И хотя титул этот владений Василию Ивановичу не прибавил, но среди прочих государей возвысил, да и собственных родовитых княжат поприжал. В самом же договоре писалось не о возвращении императору его венгерской отчизны, как в прежних грамотах, а о помощи и союзе в борьбе с Сигизмундом.
А когда то дело зачиналось, князь Михайла все так и предрекал, немало сил употребив, чтоб договор вышел попригожу. Когда же как все по задуманному случилось, поверил Василий Иванович Глинскому. Однако не до конца, ибо Флегонт Васильевич доводил, что имеет де князь Михайла в Смоленске своих людей и те люди смотрят из его, князя Михайлы, рук и делают его же дело помимо великого князя.
«Так-то оно так, — думал далее Василий Иванович. — Но ведь среди моих воевод нет ему равна, едва ли кто окромя князя Михайлы сможет взять Смоленск на щит.

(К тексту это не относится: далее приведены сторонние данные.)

PR #1158, opened 2023-07-22
[NDTensors] [BUG] Fix bug in in-place contract

kmp5VT:
# Description

Typo in the contract code, it tried to create a tuple of size `NB` instead of `NC` which will fail if `NC != NB`

### DIFF
--- a/NDTensors/src/dense/tensoralgebra/contract.jl
+++ b/NDTensors/src/dense/tensoralgebra/contract.jl
@@ -377,10 +377,16 @@ function _contract!(
   if props.permuteC
     # if we are computing C = α * A B + β * C
     # we need to make sure C is permuted to the same 
-    # ordering as A B
+    # ordering as A B which is the inverse of props.PC
     if β ≠ 0
       pC = NTuple{NC,Int}(props.PC)
-      CM = reshape(permutedims(CT, pC), (props.dleft, props.dright))
+      pC_inv = Vector{Int}(undef, NC)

Взять град надо, а доверить Глинскому все войско не только опасно — страшно».
И как всегда, когда один что-либо решить не мог, урядил сам с собою: надобно звать к тому делу Ивана Юрьевича Шигону.
Иван Юрьевич — недреманное око — появился у стола так скоро, будто под дверью стоял. Отбив поясной поклон, молча уставился большими умными глазами прямо в глаза Василию Ивановичу.
— Садись, Иван Юрьевич, — проговорил великий князь.
Шигона смекнул: коли ест ныне Государь с ним сам-друг, стало быть, ждет его дело тайное, государственное, и, не мешкая, сел насупротив государя.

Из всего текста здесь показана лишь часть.